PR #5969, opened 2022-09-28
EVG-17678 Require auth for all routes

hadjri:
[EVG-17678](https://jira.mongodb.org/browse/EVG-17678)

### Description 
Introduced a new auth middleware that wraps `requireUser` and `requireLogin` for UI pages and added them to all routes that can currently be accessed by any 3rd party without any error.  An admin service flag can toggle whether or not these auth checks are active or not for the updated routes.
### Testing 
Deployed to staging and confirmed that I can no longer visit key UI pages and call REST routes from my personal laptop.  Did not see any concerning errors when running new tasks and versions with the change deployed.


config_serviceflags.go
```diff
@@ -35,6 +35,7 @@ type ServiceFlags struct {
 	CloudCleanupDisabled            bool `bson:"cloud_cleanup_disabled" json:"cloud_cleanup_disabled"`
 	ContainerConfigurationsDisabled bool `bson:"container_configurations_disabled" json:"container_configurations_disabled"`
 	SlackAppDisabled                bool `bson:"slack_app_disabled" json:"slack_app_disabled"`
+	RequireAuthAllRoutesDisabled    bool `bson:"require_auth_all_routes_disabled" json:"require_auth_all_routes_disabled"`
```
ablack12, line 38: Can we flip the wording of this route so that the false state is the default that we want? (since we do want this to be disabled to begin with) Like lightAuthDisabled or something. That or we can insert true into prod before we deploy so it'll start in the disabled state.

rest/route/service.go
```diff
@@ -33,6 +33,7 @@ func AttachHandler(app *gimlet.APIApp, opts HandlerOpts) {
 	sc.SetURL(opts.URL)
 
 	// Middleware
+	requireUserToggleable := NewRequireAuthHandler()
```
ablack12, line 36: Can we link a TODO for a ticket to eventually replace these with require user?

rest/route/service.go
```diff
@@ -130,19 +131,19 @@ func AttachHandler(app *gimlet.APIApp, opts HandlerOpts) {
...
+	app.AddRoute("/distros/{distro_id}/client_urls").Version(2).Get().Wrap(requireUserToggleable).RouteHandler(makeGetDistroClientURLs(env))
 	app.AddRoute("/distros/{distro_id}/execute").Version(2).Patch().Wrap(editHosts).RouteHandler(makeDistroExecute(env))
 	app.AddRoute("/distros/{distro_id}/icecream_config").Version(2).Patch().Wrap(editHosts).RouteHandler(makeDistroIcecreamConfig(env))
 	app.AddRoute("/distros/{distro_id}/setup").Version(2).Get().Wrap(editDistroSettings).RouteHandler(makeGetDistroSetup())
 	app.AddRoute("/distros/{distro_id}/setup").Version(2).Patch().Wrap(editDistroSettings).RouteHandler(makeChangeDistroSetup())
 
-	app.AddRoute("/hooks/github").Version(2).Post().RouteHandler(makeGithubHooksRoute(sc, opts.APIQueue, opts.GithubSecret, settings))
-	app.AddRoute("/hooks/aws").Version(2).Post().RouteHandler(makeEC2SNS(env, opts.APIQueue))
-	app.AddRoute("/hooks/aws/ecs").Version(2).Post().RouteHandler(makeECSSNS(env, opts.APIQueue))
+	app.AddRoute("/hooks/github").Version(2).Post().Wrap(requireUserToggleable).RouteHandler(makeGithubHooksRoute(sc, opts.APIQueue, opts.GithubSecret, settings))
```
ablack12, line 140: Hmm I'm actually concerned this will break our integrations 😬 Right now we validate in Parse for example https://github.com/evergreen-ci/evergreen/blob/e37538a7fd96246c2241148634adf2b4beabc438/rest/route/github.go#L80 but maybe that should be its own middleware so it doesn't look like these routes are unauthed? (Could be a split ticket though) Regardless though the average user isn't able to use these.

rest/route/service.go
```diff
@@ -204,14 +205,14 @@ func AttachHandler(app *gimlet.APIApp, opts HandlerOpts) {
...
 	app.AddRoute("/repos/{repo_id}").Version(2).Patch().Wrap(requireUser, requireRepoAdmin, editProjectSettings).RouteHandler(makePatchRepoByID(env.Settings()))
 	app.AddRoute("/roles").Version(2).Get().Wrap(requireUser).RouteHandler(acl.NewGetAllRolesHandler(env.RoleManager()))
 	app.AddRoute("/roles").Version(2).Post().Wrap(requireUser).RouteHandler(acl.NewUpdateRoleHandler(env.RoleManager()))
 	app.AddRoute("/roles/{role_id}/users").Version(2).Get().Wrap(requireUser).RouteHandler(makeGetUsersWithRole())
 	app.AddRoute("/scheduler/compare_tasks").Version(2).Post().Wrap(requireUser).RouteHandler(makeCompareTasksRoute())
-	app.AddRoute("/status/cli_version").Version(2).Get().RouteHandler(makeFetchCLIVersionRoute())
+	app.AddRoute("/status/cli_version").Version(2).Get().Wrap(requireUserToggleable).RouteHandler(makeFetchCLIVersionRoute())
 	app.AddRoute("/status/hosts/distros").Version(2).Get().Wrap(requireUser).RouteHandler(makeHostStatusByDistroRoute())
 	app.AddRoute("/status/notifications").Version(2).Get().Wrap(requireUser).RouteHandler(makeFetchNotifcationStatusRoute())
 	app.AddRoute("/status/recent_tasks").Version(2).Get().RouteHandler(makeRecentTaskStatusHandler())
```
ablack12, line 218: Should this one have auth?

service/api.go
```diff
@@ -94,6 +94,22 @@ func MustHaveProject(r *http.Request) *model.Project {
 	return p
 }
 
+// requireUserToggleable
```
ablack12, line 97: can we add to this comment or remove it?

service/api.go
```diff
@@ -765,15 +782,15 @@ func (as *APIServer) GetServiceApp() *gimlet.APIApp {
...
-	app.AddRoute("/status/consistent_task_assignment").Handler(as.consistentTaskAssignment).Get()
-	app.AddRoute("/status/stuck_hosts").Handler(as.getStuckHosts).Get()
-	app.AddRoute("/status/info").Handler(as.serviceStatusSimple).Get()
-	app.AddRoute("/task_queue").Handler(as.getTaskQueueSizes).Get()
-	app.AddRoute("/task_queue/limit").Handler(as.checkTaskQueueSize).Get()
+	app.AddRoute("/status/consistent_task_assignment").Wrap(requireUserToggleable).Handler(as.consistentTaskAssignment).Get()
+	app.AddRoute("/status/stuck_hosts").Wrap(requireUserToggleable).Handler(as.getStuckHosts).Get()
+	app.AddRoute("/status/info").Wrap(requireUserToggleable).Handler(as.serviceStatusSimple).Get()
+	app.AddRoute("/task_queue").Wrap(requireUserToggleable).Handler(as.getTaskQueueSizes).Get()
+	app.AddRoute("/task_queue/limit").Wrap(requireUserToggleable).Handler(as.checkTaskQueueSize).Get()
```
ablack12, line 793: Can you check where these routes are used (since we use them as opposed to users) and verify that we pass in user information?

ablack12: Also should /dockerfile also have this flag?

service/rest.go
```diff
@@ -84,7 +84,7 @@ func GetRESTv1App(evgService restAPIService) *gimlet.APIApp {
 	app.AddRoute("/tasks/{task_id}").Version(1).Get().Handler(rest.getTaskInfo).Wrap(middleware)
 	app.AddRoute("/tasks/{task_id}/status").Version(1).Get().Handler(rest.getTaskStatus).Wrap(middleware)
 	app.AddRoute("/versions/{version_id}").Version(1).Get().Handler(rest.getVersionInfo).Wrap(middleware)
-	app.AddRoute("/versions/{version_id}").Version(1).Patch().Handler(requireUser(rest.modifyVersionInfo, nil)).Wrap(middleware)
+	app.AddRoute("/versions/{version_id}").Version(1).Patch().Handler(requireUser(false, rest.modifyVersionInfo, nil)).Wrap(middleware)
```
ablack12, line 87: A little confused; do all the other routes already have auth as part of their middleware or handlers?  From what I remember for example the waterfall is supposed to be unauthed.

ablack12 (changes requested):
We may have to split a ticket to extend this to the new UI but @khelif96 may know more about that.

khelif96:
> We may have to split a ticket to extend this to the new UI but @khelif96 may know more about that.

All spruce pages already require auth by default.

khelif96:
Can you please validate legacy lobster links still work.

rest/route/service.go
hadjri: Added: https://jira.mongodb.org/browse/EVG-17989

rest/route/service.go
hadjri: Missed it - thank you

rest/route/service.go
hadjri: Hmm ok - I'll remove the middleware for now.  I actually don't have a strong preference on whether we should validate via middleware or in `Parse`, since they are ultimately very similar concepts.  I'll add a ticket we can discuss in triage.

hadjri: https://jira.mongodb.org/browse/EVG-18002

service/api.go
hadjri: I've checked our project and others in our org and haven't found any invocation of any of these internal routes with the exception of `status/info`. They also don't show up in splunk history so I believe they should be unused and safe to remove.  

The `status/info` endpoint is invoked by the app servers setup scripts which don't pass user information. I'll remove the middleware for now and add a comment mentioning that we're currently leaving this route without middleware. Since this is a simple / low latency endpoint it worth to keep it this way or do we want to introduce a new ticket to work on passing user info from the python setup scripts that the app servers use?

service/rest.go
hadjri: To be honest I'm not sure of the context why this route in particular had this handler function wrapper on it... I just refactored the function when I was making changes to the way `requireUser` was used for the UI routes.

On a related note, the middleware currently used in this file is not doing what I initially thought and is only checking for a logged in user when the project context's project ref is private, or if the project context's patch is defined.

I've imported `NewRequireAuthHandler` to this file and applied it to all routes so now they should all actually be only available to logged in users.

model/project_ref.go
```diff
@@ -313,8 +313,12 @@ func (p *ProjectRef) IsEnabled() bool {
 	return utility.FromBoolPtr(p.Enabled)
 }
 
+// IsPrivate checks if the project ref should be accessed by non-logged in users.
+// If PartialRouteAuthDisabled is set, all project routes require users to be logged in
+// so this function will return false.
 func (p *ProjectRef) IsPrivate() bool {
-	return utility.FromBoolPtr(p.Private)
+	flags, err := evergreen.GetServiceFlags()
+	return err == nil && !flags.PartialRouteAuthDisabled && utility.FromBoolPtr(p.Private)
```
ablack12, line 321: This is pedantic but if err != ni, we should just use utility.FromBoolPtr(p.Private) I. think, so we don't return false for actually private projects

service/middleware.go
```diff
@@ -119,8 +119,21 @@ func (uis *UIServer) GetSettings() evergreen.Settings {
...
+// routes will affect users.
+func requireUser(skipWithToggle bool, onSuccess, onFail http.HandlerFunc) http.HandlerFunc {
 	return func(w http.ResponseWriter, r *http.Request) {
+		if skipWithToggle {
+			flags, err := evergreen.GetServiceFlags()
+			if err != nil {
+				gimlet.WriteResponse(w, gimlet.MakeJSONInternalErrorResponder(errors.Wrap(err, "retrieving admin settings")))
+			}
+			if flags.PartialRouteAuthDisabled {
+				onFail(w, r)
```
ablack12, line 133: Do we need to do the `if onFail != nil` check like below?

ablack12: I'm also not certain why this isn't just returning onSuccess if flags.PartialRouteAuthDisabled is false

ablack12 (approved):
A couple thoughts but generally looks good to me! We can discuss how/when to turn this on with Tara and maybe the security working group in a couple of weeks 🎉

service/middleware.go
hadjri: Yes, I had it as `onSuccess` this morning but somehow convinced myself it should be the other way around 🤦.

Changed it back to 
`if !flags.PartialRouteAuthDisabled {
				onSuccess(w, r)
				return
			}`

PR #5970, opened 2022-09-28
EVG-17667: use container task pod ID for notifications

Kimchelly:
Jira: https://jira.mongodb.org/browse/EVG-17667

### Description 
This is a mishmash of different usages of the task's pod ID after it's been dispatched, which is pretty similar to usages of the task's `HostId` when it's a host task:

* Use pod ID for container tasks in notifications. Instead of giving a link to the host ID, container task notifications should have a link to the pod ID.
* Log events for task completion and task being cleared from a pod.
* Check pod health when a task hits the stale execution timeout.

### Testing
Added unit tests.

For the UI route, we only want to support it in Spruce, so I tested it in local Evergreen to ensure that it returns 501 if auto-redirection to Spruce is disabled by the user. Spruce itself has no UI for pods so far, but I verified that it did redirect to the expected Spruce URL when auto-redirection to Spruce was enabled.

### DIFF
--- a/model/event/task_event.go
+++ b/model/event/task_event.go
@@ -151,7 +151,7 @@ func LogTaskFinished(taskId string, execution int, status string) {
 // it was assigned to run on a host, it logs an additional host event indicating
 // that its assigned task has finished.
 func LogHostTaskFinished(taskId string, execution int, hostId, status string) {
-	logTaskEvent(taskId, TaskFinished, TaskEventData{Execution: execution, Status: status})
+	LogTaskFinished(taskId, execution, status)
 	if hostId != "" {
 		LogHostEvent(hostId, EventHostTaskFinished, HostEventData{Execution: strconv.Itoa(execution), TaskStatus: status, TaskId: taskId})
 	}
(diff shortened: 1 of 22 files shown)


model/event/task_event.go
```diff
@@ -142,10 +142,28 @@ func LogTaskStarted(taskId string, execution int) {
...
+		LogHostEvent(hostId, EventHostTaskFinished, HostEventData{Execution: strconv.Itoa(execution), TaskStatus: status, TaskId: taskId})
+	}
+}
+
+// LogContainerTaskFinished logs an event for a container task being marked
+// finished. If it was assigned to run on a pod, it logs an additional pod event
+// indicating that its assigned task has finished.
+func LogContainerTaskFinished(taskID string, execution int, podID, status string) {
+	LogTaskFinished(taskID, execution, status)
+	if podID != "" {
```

══════════════════════════════

### WHAT TO WORK ON:
Copy each line above that has the word "checkTaskQueueSize".

### OUTPUT FOR THIS EXERCISE:
-	app.AddRoute("/task_queue/limit").Handler(as.checkTaskQueueSize).Get()
+	app.AddRoute("/task_queue/limit").Wrap(requireUserToggleable).Handler(as.checkTaskQueueSize).Get()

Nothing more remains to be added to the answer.